# To do
Only the lines holding the string "stupid" are needed; copy each of them from the data.

────────

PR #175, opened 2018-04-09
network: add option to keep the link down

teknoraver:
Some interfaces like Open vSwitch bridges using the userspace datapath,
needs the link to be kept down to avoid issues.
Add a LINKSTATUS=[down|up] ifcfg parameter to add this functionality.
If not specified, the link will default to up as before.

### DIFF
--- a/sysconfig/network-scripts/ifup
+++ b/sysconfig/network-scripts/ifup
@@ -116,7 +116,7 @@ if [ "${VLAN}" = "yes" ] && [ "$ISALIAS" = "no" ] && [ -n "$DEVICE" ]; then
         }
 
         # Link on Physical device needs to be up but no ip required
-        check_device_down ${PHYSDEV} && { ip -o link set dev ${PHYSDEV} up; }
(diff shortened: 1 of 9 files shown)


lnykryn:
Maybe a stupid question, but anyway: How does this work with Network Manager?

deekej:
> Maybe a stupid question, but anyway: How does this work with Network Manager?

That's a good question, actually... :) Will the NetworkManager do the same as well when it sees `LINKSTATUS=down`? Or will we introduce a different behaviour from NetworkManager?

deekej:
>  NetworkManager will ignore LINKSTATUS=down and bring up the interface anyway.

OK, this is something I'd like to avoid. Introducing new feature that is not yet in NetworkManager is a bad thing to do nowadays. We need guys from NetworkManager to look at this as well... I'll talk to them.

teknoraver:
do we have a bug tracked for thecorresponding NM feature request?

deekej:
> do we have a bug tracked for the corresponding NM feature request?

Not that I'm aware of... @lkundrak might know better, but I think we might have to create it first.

────────

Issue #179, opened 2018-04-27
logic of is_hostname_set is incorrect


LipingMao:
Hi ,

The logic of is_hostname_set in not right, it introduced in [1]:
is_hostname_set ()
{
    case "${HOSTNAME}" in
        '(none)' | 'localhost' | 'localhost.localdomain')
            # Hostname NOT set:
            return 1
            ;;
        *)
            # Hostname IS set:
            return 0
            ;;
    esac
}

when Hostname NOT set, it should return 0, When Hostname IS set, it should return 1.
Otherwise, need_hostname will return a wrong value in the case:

────────

# Result below
Maybe a stupid question, but anyway: How does this work with Network Manager?
> Maybe a stupid question, but anyway: How does this work with Network Manager?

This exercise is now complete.